What to do =>
Every entry should be returned exactly. Omit none of them.

Task data =>
>>>>>
PR #4431, opened 2019-12-10
Issue 3992: (DR) Reconcile BookKeeperLog with BookKeeper Ledgers

### LINKED ISSUE #3992: Reconcile BookKeeperLog Metadata
**Problem description**
Handle the following scenarios in terms of BookKeeper data recovery:
1. BookKeeperLog Metadata and all BookKeeper Ledgers are lost.
2. BookKeeperLog Metadata is lost, but BookKeeper Ledgers are still available.
3. BookKeeperLog metadata is available, but lost one or more (or all) BookKeeper Ledgers

NOTE: the scope of this is constrained to the BookKeeperLog. This does not include any upstream changes that are needed to handle data loss coming from such a case.

**Problem location**
BookKeeperLog.

1. Nothing that can be done.
2. BookKeeper Ledgers support custom metadata. Add a field that encodes the BookKeeperLog id.
3. Remove references to unrecoverable ledgers from the metadata.

andreipaduroiu:
**Change log description**  
- Added an API to `BookKeeperLog` (`DebugLogWrapper`) to allow reconstructing the `BookKeeperLog` metadata (stored in ZK) in case it got wiped out for whatever reason.

**Purpose of the change**  
Fixes #3992.

**What the code does**  
- Every BK ledger gets a piece of metadata that stores the BookKeeperLog ID that it belongs to.
- If a reconciliation/reconstruction is needed, the API will look for all ledgers that match the BookKeeperLog ID to reconstruct and rebuild the latter with information from it.
    - Ledgers are added in order of their IDs
    - Empty ledgers are ignored.

**What this doesn't do**
- Does not "open up" ledgers to validate or repair their contents.
- Does not work if the BK Ledger metadata is missing the information
- Does not account for missing ledgers in the BookKeeperLog chain
    - This would be an extra piece of work that should be tracked in a different issue.
- Does not update the Pravega CLI to make use of this.
    - The CLI will need to add support for this.

**How to verify it**  
Unit test added to verify feature.


segmentstore/storage/impl/src/main/java/io/pravega/segmentstore/storage/impl/bookkeeper/Ledgers.java
```diff
@@ -187,4 +198,28 @@ static void delete(long ledgerId, BookKeeper bookKeeper) throws DurableDataLogEx
...
+
+    /**
+     * Creates a new {@link Map} that can be set as a Ledger's Custom Metadata.
+     *
+     * @param logId The {@link BookKeeperLog} Id to encode.
+     * @return An immutable {@link Map} containing the encoded Ledger's Custom Metadata.
+     */
+    private static Map<String, byte[]> createLedgerCustomMetadata(int logId) {
+        byte[] logIdSerialized = new byte[Integer.BYTES];
+        BitConverter.writeInt(logIdSerialized, 0, logId);
```
eolivelli: What about writing this as a string?
The tools I know that manage custom metadata actually assume that the values of the map are utf8 encoded strings.
It is not a big waste to use strings because this info is read/written out of the hot read/write paths

andreipaduroiu:
@RaulGracia I am not comfortable doing anything in an automated fashion. While doing something like this automatically would not even register on the logs as an error, what I am concerned is about deleting some valid ledger or ledger pointer which can lead to real data loss.

For now, I am backing that all DR efforts be built into Pravega, but they would have to be triggered by a human after they double-check the state of the system. We can think about adding more DR automation as we get more experience with such scenarios.

segmentstore/storage/impl/src/main/java/io/pravega/segmentstore/storage/impl/bookkeeper/Ledgers.java
andreipaduroiu: Interesting idea. Let me see what I can do there. That would also make it easier to edit the data directly in ZK, without the use of this tool.

segmentstore/storage/impl/src/main/java/io/pravega/segmentstore/storage/impl/bookkeeper/DebugLogWrapper.java
```diff
@@ -128,6 +152,98 @@ public void disable() throws DurableDataLogException {
...
+                // No information.
+                highestLedgerId = Ledgers.NO_LEDGER_ID;
+            }
+        } else {
+            // No metadata.
+            highestLedgerId = Ledgers.NO_LEDGER_ID;
+        }
+
+        // First, we filter out any Ledger that does not reference this Log as their owner or that are empty.
+        candidateLedgers = candidateLedgers
```
sachin-j-joshi, line 193: What happens with upgrade here?

cc: @RaulGracia

andreipaduroiu: Nothing too exciting. This will not work on ledgers that are not tagged, which is why this is important to go in well before any attempt to fix any issues so that each ledger in the system is properly tagged.

segmentstore/storage/impl/src/main/java/io/pravega/segmentstore/storage/impl/bookkeeper/Ledgers.java
```diff
@@ -187,4 +198,40 @@ static void delete(long ledgerId, BookKeeper bookKeeper) throws DurableDataLogEx
...
+        if (logIdSerialized == null) {
+            log.warn("No property '{}' found on Ledger {}. This is OK if this ledger was created prior to Pravega 0.7.1.",
+                    PROPERTY_LOG_ID, handle.getId());
+            return NO_LOG_ID;
+        }
+
+        String deserialized = null;
+        try {
+            deserialized = new String(logIdSerialized, Charsets.US_ASCII);
+            return Integer.parseInt(deserialized);
```
eolivelli, line 220: Good

segmentstore/storage/impl/src/main/java/io/pravega/segmentstore/storage/impl/bookkeeper/Ledgers.java
```diff
@@ -187,4 +198,40 @@ static void delete(long ledgerId, BookKeeper bookKeeper) throws DurableDataLogEx
...
+    }
+
+    /**
+     * Creates a new {@link Map} that can be set as a Ledger's Custom Metadata.
+     *
+     * @param logId The {@link BookKeeperLog} Id to encode.
+     * @return An immutable {@link Map} containing the encoded Ledger's Custom Metadata.
+     */
+    private static Map<String, byte[]> createLedgerCustomMetadata(int logId) {
+        return Collections.singletonMap(PROPERTY_LOG_ID, Integer.toString(logId).getBytes(Charsets.US_ASCII));
```
eolivelli, line 235: Can we also add  the stream name and a constant 'application' = 'pravega' ?

This will ease understanding the meaning of the ledger.
Especially while using a shared BK cluster
or with tools like
https://github.com/diennea/bookkeeper-visual-manager that allow to inspect a BK cluster

andreipaduroiu: A Stream is not necessarily tied to a single BK Ledger/BKLog. It is made up of many segments, and those segments are created, sealed, deleted, etc. throughout a Stream's lifecycle. We only keep BK ledgers for a short amount of time, so it doesn't make much sense from our POV to tag Stream names.

We can add Pravega as a tag too. That's not a bad idea.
<<<<<
Answer for the task =>
PR #4431, opened 2019-12-10
Issue 3992: (DR) Reconcile BookKeeperLog with BookKeeper Ledgers

### LINKED ISSUE #3992: Reconcile BookKeeperLog Metadata
**Problem description**
Handle the following scenarios in terms of BookKeeper data recovery:
1. BookKeeperLog Metadata and all BookKeeper Ledgers are lost.
2. BookKeeperLog Metadata is lost, but BookKeeper Ledgers are still available.
3. BookKeeperLog metadata is available, but lost one or more (or all) BookKeeper Ledgers

NOTE: the scope of this is constrained to the BookKeeperLog. This does not include any upstream changes that are needed to handle data loss coming from such a case.

**Problem location**
BookKeeperLog.

1. Nothing that can be done.
2. BookKeeper Ledgers support custom metadata. Add a field that encodes the BookKeeperLog id.
3. Remove references to unrecoverable ledgers from the metadata.

andreipaduroiu:
**Change log description**  
- Added an API to `BookKeeperLog` (`DebugLogWrapper`) to allow reconstructing the `BookKeeperLog` metadata (stored in ZK) in case it got wiped out for whatever reason.

**Purpose of the change**  
Fixes #3992.

**What the code does**  
- Every BK ledger gets a piece of metadata that stores the BookKeeperLog ID that it belongs to.
- If a reconciliation/reconstruction is needed, the API will look for all ledgers that match the BookKeeperLog ID to reconstruct and rebuild the latter with information from it.
    - Ledgers are added in order of their IDs
    - Empty ledgers are ignored.

**What this doesn't do**
- Does not "open up" ledgers to validate or repair their contents.
- Does not work if the BK Ledger metadata is missing the information
- Does not account for missing ledgers in the BookKeeperLog chain
    - This would be an extra piece of work that should be tracked in a different issue.
- Does not update the Pravega CLI to make use of this.
    - The CLI will need to add support for this.

**How to verify it**  
Unit test added to verify feature.


segmentstore/storage/impl/src/main/java/io/pravega/segmentstore/storage/impl/bookkeeper/Ledgers.java
```diff
@@ -187,4 +198,28 @@ static void delete(long ledgerId, BookKeeper bookKeeper) throws DurableDataLogEx
...
+
+    /**
+     * Creates a new {@link Map} that can be set as a Ledger's Custom Metadata.
+     *
+     * @param logId The {@link BookKeeperLog} Id to encode.
+     * @return An immutable {@link Map} containing the encoded Ledger's Custom Metadata.
+     */
+    private static Map<String, byte[]> createLedgerCustomMetadata(int logId) {
+        byte[] logIdSerialized = new byte[Integer.BYTES];
+        BitConverter.writeInt(logIdSerialized, 0, logId);
```
eolivelli: What about writing this as a string?
The tools I know that manage custom metadata actually assume that the values of the map are utf8 encoded strings.
It is not a big waste to use strings because this info is read/written out of the hot read/write paths

andreipaduroiu:
@RaulGracia I am not comfortable doing anything in an automated fashion. While doing something like this automatically would not even register on the logs as an error, what I am concerned is about deleting some valid ledger or ledger pointer which can lead to real data loss.

For now, I am backing that all DR efforts be built into Pravega, but they would have to be triggered by a human after they double-check the state of the system. We can think about adding more DR automation as we get more experience with such scenarios.

segmentstore/storage/impl/src/main/java/io/pravega/segmentstore/storage/impl/bookkeeper/Ledgers.java
andreipaduroiu: Interesting idea. Let me see what I can do there. That would also make it easier to edit the data directly in ZK, without the use of this tool.

segmentstore/storage/impl/src/main/java/io/pravega/segmentstore/storage/impl/bookkeeper/DebugLogWrapper.java
```diff
@@ -128,6 +152,98 @@ public void disable() throws DurableDataLogException {
...
+                // No information.
+                highestLedgerId = Ledgers.NO_LEDGER_ID;
+            }
+        } else {
+            // No metadata.
+            highestLedgerId = Ledgers.NO_LEDGER_ID;
+        }
+
+        // First, we filter out any Ledger that does not reference this Log as their owner or that are empty.
+        candidateLedgers = candidateLedgers
```
sachin-j-joshi, line 193: What happens with upgrade here?

cc: @RaulGracia

andreipaduroiu: Nothing too exciting. This will not work on ledgers that are not tagged, which is why this is important to go in well before any attempt to fix any issues so that each ledger in the system is properly tagged.

segmentstore/storage/impl/src/main/java/io/pravega/segmentstore/storage/impl/bookkeeper/Ledgers.java
```diff
@@ -187,4 +198,40 @@ static void delete(long ledgerId, BookKeeper bookKeeper) throws DurableDataLogEx
...
+        if (logIdSerialized == null) {
+            log.warn("No property '{}' found on Ledger {}. This is OK if this ledger was created prior to Pravega 0.7.1.",
+                    PROPERTY_LOG_ID, handle.getId());
+            return NO_LOG_ID;
+        }
+
+        String deserialized = null;
+        try {
+            deserialized = new String(logIdSerialized, Charsets.US_ASCII);
+            return Integer.parseInt(deserialized);
```
eolivelli, line 220: Good

segmentstore/storage/impl/src/main/java/io/pravega/segmentstore/storage/impl/bookkeeper/Ledgers.java
```diff
@@ -187,4 +198,40 @@ static void delete(long ledgerId, BookKeeper bookKeeper) throws DurableDataLogEx
...
+    }
+
+    /**
+     * Creates a new {@link Map} that can be set as a Ledger's Custom Metadata.
+     *
+     * @param logId The {@link BookKeeperLog} Id to encode.
+     * @return An immutable {@link Map} containing the encoded Ledger's Custom Metadata.
+     */
+    private static Map<String, byte[]> createLedgerCustomMetadata(int logId) {
+        return Collections.singletonMap(PROPERTY_LOG_ID, Integer.toString(logId).getBytes(Charsets.US_ASCII));
```
eolivelli, line 235: Can we also add  the stream name and a constant 'application' = 'pravega' ?

This will ease understanding the meaning of the ledger.
Especially while using a shared BK cluster
or with tools like
https://github.com/diennea/bookkeeper-visual-manager that allow to inspect a BK cluster

andreipaduroiu: A Stream is not necessarily tied to a single BK Ledger/BKLog. It is made up of many segments, and those segments are created, sealed, deleted, etc. throughout a Stream's lifecycle. We only keep BK ledgers for a short amount of time, so it doesn't make much sense from our POV to tag Stream names.

We can add Pravega as a tag too. That's not a bad idea.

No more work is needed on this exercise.